How to complete this task: Filter the records below for the word "harness". Copy each line that holds it.

Exercise materials:
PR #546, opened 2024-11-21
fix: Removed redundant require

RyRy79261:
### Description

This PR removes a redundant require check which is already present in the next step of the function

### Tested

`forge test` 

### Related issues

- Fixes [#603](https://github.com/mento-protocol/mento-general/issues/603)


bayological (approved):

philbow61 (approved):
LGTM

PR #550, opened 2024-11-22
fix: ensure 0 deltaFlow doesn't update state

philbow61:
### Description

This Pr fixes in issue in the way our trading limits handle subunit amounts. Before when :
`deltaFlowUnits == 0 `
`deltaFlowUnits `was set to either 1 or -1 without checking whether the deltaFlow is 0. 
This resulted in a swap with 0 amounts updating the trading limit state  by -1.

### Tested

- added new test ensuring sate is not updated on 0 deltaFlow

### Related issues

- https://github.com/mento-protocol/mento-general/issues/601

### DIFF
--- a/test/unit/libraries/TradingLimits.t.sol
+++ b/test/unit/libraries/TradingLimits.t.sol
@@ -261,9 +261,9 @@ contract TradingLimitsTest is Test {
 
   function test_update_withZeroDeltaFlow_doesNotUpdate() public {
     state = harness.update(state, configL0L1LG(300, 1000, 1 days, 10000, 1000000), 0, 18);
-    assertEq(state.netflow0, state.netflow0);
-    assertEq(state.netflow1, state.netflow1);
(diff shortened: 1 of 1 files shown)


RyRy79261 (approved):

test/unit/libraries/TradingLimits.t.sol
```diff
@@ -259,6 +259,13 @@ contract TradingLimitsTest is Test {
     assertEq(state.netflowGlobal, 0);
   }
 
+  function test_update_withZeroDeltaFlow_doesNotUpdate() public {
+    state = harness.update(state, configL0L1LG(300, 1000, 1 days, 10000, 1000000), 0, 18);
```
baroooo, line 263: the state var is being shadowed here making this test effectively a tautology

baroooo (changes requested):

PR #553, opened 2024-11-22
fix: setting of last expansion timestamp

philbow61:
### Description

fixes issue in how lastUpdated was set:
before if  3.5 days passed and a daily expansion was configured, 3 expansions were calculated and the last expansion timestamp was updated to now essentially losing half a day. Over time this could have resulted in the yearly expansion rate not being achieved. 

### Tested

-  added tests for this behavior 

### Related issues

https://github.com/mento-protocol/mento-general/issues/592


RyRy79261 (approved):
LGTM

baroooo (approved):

Exercise answer:
     state = harness.update(state, configL0L1LG(300, 1000, 1 days, 10000, 1000000), 0, 18);
+    state = harness.update(state, configL0L1LG(300, 1000, 1 days, 10000, 1000000), 0, 18);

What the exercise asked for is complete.